(Saved data entries)
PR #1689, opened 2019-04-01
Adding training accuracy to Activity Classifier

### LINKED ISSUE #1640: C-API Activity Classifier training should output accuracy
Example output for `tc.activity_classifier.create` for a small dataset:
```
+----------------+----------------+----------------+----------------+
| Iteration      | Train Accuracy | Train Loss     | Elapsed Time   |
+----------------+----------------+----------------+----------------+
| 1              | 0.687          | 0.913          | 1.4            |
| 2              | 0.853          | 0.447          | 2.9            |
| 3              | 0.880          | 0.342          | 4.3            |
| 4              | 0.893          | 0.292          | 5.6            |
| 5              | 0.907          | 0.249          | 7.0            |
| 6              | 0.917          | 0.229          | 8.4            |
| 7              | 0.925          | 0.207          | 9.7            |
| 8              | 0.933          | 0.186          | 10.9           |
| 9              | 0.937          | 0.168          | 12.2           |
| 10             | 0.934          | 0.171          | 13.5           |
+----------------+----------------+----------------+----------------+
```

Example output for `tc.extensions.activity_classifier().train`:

*Work to be completed*:
The answer is the full data, repeated exactly as shown.

*Result below*:
PR #1689, opened 2019-04-01
Adding training accuracy to Activity Classifier

### LINKED ISSUE #1640: C-API Activity Classifier training should output accuracy
Example output for `tc.activity_classifier.create` for a small dataset:
```
+----------------+----------------+----------------+----------------+
| Iteration      | Train Accuracy | Train Loss     | Elapsed Time   |
+----------------+----------------+----------------+----------------+
| 1              | 0.687          | 0.913          | 1.4            |
| 2              | 0.853          | 0.447          | 2.9            |
| 3              | 0.880          | 0.342          | 4.3            |
| 4              | 0.893          | 0.292          | 5.6            |
| 5              | 0.907          | 0.249          | 7.0            |
| 6              | 0.917          | 0.229          | 8.4            |
| 7              | 0.925          | 0.207          | 9.7            |
| 8              | 0.933          | 0.186          | 10.9           |
| 9              | 0.937          | 0.168          | 12.2           |
| 10             | 0.934          | 0.171          | 13.5           |
+----------------+----------------+----------------+----------------+
```

Example output for `tc.extensions.activity_classifier().train`:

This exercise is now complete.